■ DATA LISTING

PR #3218, opened 2020-04-16
Add colorbar labels to foundmissed plots. General tidy-up of the foundmissed script

GarethDaviesGW:
Adding colorbar tick labels to foundmissed plots - this is currently hard-coded to give 5 labels

I have also done some tidying of the code having seen that quite a bit has been repeated in various if statements. The colorblind-friendly colour scheme of #3205 also hadn't been applied to the plots which did not have --gradient-far set

Examples:
Gradient FAR - Found on top
image

Gradient FAR - Missed on top
image

Set FAR - Found on Top
image

Set FAR - Missed on Top
image

### DIFF
--- a/bin/hdfcoinc/pycbc_page_foundmissed
+++ b/bin/hdfcoinc/pycbc_page_foundmissed
@@ -1,11 +1,12 @@
 #!/usr/bin/env python
 """ Plot found and missed injections.
 """
-import h5py, numpy, logging, os.path, argparse, sys, matplotlib
+import h5py, numpy, logging, os.path, argparse, sys
 import matplotlib; matplotlib.use('Agg')
 import matplotlib.pyplot as plot
 import pycbc.results.followup, pycbc.pnutils, pycbc.results, pycbc.version
 import pycbc.pnutils
+from pycbc import init_logging
 
 parser = argparse.ArgumentParser(description=__doc__)
 parser.add_argument('--injection-file',
@@ -17,8 +18,9 @@ parser.add_argument('--distance-type', default='decisive_optimal_snr',
                     choices=['decisive_distance', 'dec_chirp_distance',
                              'chirp_distance', 'comb_optimal_snr',
                              'decisive_optimal_snr', 'redshift'],
-                    help="Variable related to injected distance. Decisive distance and dec"
-                         " chirp distance only available for 2-ifo search")
+                    help="Variable related to injected distance. Decisive "
+                         "distance and dec chirp distance only available for "
+                         "2-ifo search")
 parser.add_argument('--plot-all-distance', action='store_true', default=False,
                     help="Plot all values of distance or SNR. If not given, "
                          "the plot will be truncated below 1")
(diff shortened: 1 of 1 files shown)


bin/hdfcoinc/pycbc_page_foundmissed
```diff
@@ -243,4 +253,4 @@ if ('.html' in args.output_file):
 pycbc.results.save_fig_with_metadata\
```
titodalcanton, line 253: Could you also PEP-ify this call? I would prepare a `title` variable before the call so you can just pass `title=title` and semplify the arg list.

bin/hdfcoinc/pycbc_page_foundmissed
```diff
@@ -201,6 +210,7 @@ ax = plot.gca()
 plot.xlabel(labels[args.axis_type])
 plot.ylabel(labels[args.distance_type])
 plot.grid()
+plot.tight_layout()
```
titodalcanton, line 213: I am debated on the `tight_layout()` here. It will definitely tidy up a *particular* plot, but it will also make the plot change slightly every time you make it with different input data. This slightly spoils the "flipping between two plots" feature that many of us love. Up to you though, especially if it is a mess to get a tidy plot without `tight_layout()`.

titodalcanton:
image

Modulo the comments above, and that you did a before/after comparison.

bin/hdfcoinc/pycbc_page_foundmissed
GarethDaviesGW: Good point, I'll remove this call - I hadn't realised it would ruin the flipping-between plots thing, which is probably one of the things this is used for most

bin/hdfcoinc/pycbc_page_foundmissed
GarethDaviesGW: Done (I hadn't actually scrolled that far in the tidy up!)

GarethDaviesGW:
For completeness here is a "before" plot - it is, however before all the changes including the colour scheme change that Koustav did
image

bin/hdfcoinc/pycbc_page_foundmissed
```diff
@@ -145,48 +146,56 @@ fig = plot.figure()
...
     caption = (fig_title + ": Red x's are missed injections. "
-               "Circles are found injections. The color indicates the value of "
-               "the false alarm rate." )
-    plot.subplots_adjust(right=0.99)
+               "Circles are found injections. The color indicates the value "
+               "of the false alarm rate." )
+
+points = plot.scatter(fvals, fdval, c=color, linewidth=0, s=16, norm=norm,
+                      marker='o', label='found', zorder=zfound,
+                      cmap=args.colormap)
```
KoustavChandra, line 187: Hi @GarethDaviesGW I don't see any arguments with colormap. Initially I recall I have put an option 

parser.add_argument('--colormap',default='cividis_r',
                   help="Type of colormap to be used for the plots.")

Such that anyone can switch the colourmap as they please. I wanted non-colourblind people to enjoy the spectrum of colours.

GarethDaviesGW: Do you know if cividis without the _r reversal is okay? - I think that will look a bit better, but want to keep it suitable for as many as possible

KoustavChandra: The markers were difficult to decipher without reversal.

GarethDaviesGW: If I've understood the comment correctly, the colormap argument is still there - the file will be collapsed on the github display so that it doesn't have too much of the file which is unchanged by this PR

KoustavChandra: One more thing args.colormap need parser.add_argument('--colormap') I don't see it here. Did I miss something?

KoustavChandra: Ouch. I missed it. Approved

GarethDaviesGW: It's still there on line 25: https://github.com/gwastro/pycbc/pull/3218/files#diff-c831f075d5a9aa6f90d34b98f9aef674R25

■ EXERCISE REQUIREMENTS
Using the entries above, please restate each one word for word.

■ EXERCISE SOLUTION
PR #3218, opened 2020-04-16
Add colorbar labels to foundmissed plots. General tidy-up of the foundmissed script

GarethDaviesGW:
Adding colorbar tick labels to foundmissed plots - this is currently hard-coded to give 5 labels

I have also done some tidying of the code having seen that quite a bit has been repeated in various if statements. The colorblind-friendly colour scheme of #3205 also hadn't been applied to the plots which did not have --gradient-far set

Examples:
Gradient FAR - Found on top
image

Gradient FAR - Missed on top
image

Set FAR - Found on Top
image

Set FAR - Missed on Top
image

### DIFF
--- a/bin/hdfcoinc/pycbc_page_foundmissed
+++ b/bin/hdfcoinc/pycbc_page_foundmissed
@@ -1,11 +1,12 @@
 #!/usr/bin/env python
 """ Plot found and missed injections.
 """
-import h5py, numpy, logging, os.path, argparse, sys, matplotlib
+import h5py, numpy, logging, os.path, argparse, sys
 import matplotlib; matplotlib.use('Agg')
 import matplotlib.pyplot as plot
 import pycbc.results.followup, pycbc.pnutils, pycbc.results, pycbc.version
 import pycbc.pnutils
+from pycbc import init_logging
 
 parser = argparse.ArgumentParser(description=__doc__)
 parser.add_argument('--injection-file',
@@ -17,8 +18,9 @@ parser.add_argument('--distance-type', default='decisive_optimal_snr',
                     choices=['decisive_distance', 'dec_chirp_distance',
                              'chirp_distance', 'comb_optimal_snr',
                              'decisive_optimal_snr', 'redshift'],
-                    help="Variable related to injected distance. Decisive distance and dec"
-                         " chirp distance only available for 2-ifo search")
+                    help="Variable related to injected distance. Decisive "
+                         "distance and dec chirp distance only available for "
+                         "2-ifo search")
 parser.add_argument('--plot-all-distance', action='store_true', default=False,
                     help="Plot all values of distance or SNR. If not given, "
                          "the plot will be truncated below 1")
(diff shortened: 1 of 1 files shown)


bin/hdfcoinc/pycbc_page_foundmissed
```diff
@@ -243,4 +253,4 @@ if ('.html' in args.output_file):
 pycbc.results.save_fig_with_metadata\
```
titodalcanton, line 253: Could you also PEP-ify this call? I would prepare a `title` variable before the call so you can just pass `title=title` and semplify the arg list.

bin/hdfcoinc/pycbc_page_foundmissed
```diff
@@ -201,6 +210,7 @@ ax = plot.gca()
 plot.xlabel(labels[args.axis_type])
 plot.ylabel(labels[args.distance_type])
 plot.grid()
+plot.tight_layout()
```
titodalcanton, line 213: I am debated on the `tight_layout()` here. It will definitely tidy up a *particular* plot, but it will also make the plot change slightly every time you make it with different input data. This slightly spoils the "flipping between two plots" feature that many of us love. Up to you though, especially if it is a mess to get a tidy plot without `tight_layout()`.

titodalcanton:
image

Modulo the comments above, and that you did a before/after comparison.

bin/hdfcoinc/pycbc_page_foundmissed
GarethDaviesGW: Good point, I'll remove this call - I hadn't realised it would ruin the flipping-between plots thing, which is probably one of the things this is used for most

bin/hdfcoinc/pycbc_page_foundmissed
GarethDaviesGW: Done (I hadn't actually scrolled that far in the tidy up!)

GarethDaviesGW:
For completeness here is a "before" plot - it is, however before all the changes including the colour scheme change that Koustav did
image

bin/hdfcoinc/pycbc_page_foundmissed
```diff
@@ -145,48 +146,56 @@ fig = plot.figure()
...
     caption = (fig_title + ": Red x's are missed injections. "
-               "Circles are found injections. The color indicates the value of "
-               "the false alarm rate." )
-    plot.subplots_adjust(right=0.99)
+               "Circles are found injections. The color indicates the value "
+               "of the false alarm rate." )
+
+points = plot.scatter(fvals, fdval, c=color, linewidth=0, s=16, norm=norm,
+                      marker='o', label='found', zorder=zfound,
+                      cmap=args.colormap)
```
KoustavChandra, line 187: Hi @GarethDaviesGW I don't see any arguments with colormap. Initially I recall I have put an option 

parser.add_argument('--colormap',default='cividis_r',
                   help="Type of colormap to be used for the plots.")

Such that anyone can switch the colourmap as they please. I wanted non-colourblind people to enjoy the spectrum of colours.

GarethDaviesGW: Do you know if cividis without the _r reversal is okay? - I think that will look a bit better, but want to keep it suitable for as many as possible

KoustavChandra: The markers were difficult to decipher without reversal.

GarethDaviesGW: If I've understood the comment correctly, the colormap argument is still there - the file will be collapsed on the github display so that it doesn't have too much of the file which is unchanged by this PR

KoustavChandra: One more thing args.colormap need parser.add_argument('--colormap') I don't see it here. Did I miss something?

KoustavChandra: Ouch. I missed it. Approved

GarethDaviesGW: It's still there on line 25: https://github.com/gwastro/pycbc/pull/3218/files#diff-c831f075d5a9aa6f90d34b98f9aef674R25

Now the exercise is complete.